Premium Chessgames Member
  Sokrates: Greeting, <moronovic>,

A quick rectification, if I wasn't clear. Both draws (BL and Flohr) were in simuls, hence Gemze's games with the great 3.

What a wonderful, hilarious story about Gemze. Impressive how good he was at such a high age. As for my own merits, they are, alas, restricted to very few years long time ago. I have moved a lot, been married a lot (!), been occupied with education and work a lot, so my best result would be city master in Haderslev, I think it was in 1969, 1 p. ahead of next (Kai Bjrnskov, H.W.May and the likes if those names tell you anything). Thereafter I left the city and practical chess was only played sporadically. Blitz-master of Zealand outside Copenhagen may count.

Yeah, we were in Vienna 9 days. Vienna is one of our favourite vac. targets (among Munich, Rome, Lisbon, Rotterdam, Dresden). Being retired with a working wife (!) vacations are adjusted to her dispositions. :-) But next year we've decided to enjoy this nice country of ours.

Take care, my friend.

Premium Chessgames Member
  moronovich: Thank you for your story <Sokrates> !

And yes,your merits definately counts.
Blitz master of Zealand doesnt come out of the blue air.
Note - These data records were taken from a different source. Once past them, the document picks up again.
PR #815, opened 2024-02-24
small replacements to Makers Eye, Aesops, and Tomorrows headline

talha-ahsan:
GLC had a comment on how Tomorrow's headline in particular has the weird ' after the SU remaster update and that it's breaking JNet. 

This should revert titles to make things a bit better?

### DIFF
--- a/v2/rulings/aesops_pawnshop.json
+++ b/v2/rulings/aesops_pawnshop.json
@@ -4,6 +4,6 @@
     "card_id": "aesops_pawnshop",
     "date_update": "2022-04-23",
     "nsg_rules_team_verified": false,
-    "question": "Can [Aesop’s Pawnshop](https://netrunnerdb.com/en/card/31035) be used multiple times in a turn to trash multiple cards?"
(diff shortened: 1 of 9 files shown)


v2/rulings/aesops_pawnshop.json
```diff
@@ -4,6 +4,6 @@
     "card_id": "aesops_pawnshop",
     "date_update": "2022-04-23",
     "nsg_rules_team_verified": false,
-    "question": "Can [Aesop’s Pawnshop](https://netrunnerdb.com/en/card/31035) be used multiple times in a turn to trash multiple cards?"
+    "question": "Can [Aesop's Pawnshop](https://netrunnerdb.com/en/card/31035) be used multiple times in a turn to trash multiple cards?"
```
talha-ahsan, line 7: not sure if this one should be updated?

plural:
I am trying to fix this with a patch to NRDB instead of this.  I know people are a bit annoyed with me about this, but if you wanna do card interchange, that's what ids are for.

I am also happily married for 25 years after having aquinted a lot of woman,so perhaps I recognize your story !? "One must run the field before one can play the game,as the English say" ;)

Ill try to take care and the same to you friend.

Premium Chessgames Member
  moronovich: Oh,and forgot to tell that Vienna is very high up on my bucket list.

Did you know that Vienna comes from "vine" as it started out as a vine storage room/"houses" for roman soldiers !?

Premium Chessgames Member
  Sokrates: <moronovich>. You're very kind on my merits, thanks, especially since you are a much stronger player than me.

Oh, silver wedding, huge congrats! I should be lucky if I succeeded. On my 4th marriage, 15 years now. When people ask about the other 3, I usually say, the first was stupidity, the second romanticism, the third sexual passion and the fourth, pure love. So, I dare say, I've run the field! :-)

I knew about "Wien", actually. I'm a sucker for knowing such things. It's incredible how huge the impact the Romans had on Europe. Ruins can be seen in Vienna and in many other central European cities. Even on our island Bornholm, ancient Roman coins have been found.